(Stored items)

# # # # # # #

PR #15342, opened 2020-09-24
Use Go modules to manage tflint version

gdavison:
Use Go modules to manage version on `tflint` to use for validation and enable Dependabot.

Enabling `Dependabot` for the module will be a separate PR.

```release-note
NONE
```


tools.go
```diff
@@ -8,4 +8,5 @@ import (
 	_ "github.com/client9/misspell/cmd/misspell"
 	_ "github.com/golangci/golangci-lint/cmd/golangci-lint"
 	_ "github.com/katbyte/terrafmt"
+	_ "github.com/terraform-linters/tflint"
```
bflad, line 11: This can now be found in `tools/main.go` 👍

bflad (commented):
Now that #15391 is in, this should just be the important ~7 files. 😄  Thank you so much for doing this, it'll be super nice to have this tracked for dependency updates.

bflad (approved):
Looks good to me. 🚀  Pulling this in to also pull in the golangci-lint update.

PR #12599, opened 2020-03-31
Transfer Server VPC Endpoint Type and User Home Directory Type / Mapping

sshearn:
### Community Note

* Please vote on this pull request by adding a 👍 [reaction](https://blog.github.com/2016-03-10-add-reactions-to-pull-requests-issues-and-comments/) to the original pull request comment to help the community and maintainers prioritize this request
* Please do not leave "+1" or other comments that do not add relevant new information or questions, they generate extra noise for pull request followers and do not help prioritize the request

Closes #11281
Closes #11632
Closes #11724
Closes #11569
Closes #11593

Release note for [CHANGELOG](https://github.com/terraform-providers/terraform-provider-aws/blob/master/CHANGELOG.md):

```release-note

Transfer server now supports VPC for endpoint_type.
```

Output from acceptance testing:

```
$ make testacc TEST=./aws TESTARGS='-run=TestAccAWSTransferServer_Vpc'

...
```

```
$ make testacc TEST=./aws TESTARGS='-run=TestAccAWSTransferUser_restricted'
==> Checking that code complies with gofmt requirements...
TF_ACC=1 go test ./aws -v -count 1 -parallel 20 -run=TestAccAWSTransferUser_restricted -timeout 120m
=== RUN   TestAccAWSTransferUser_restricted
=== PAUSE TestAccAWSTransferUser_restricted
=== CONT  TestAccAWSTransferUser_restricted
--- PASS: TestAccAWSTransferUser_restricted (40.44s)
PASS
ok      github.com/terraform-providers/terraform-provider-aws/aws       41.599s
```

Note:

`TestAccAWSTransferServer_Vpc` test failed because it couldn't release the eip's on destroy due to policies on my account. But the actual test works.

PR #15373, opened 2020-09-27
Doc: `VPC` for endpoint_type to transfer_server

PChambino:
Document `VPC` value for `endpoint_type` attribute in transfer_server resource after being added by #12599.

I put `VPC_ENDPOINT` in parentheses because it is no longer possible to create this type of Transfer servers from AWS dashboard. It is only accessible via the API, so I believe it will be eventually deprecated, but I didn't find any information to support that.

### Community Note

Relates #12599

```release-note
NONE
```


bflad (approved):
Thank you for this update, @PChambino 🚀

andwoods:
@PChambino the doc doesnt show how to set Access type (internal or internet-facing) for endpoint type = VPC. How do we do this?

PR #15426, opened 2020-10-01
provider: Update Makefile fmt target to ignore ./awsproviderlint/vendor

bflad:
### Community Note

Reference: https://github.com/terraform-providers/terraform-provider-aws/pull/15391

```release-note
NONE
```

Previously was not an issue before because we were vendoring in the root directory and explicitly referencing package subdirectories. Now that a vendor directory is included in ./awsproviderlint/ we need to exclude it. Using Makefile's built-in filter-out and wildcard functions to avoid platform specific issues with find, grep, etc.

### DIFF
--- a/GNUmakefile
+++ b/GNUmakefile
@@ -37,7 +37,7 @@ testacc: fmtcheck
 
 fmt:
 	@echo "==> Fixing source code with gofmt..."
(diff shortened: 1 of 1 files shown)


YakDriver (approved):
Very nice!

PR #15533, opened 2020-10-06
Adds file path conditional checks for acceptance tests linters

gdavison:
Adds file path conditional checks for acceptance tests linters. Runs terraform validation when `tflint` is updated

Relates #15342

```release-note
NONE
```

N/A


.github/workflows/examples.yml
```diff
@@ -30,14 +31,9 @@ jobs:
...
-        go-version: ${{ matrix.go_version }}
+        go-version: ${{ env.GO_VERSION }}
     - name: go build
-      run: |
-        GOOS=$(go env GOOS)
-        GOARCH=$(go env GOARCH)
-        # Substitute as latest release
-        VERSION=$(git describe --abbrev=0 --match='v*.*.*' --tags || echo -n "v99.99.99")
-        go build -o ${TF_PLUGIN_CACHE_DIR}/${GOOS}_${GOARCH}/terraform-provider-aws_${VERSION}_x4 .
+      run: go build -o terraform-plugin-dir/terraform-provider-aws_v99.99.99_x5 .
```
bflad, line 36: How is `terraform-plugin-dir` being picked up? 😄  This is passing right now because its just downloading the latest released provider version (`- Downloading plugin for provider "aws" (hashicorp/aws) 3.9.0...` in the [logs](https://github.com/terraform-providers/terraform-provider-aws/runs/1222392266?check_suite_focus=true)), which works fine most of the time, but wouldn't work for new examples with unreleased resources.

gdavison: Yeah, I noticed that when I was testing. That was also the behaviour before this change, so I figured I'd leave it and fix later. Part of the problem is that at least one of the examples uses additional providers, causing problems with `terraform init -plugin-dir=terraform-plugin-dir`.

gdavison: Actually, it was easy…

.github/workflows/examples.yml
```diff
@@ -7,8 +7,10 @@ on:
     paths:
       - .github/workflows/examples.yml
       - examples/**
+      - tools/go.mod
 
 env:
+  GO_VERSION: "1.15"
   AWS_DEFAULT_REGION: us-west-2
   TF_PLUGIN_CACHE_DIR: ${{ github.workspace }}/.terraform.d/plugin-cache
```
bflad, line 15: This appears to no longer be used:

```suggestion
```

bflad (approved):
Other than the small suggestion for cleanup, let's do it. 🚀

# # # # # # #

**DIRECTIONS FOR THIS TASK**
Indicate the number of lines in the data above that contain the string "opened", without any additional text.

**REPLY TO THE EXERCISE**
5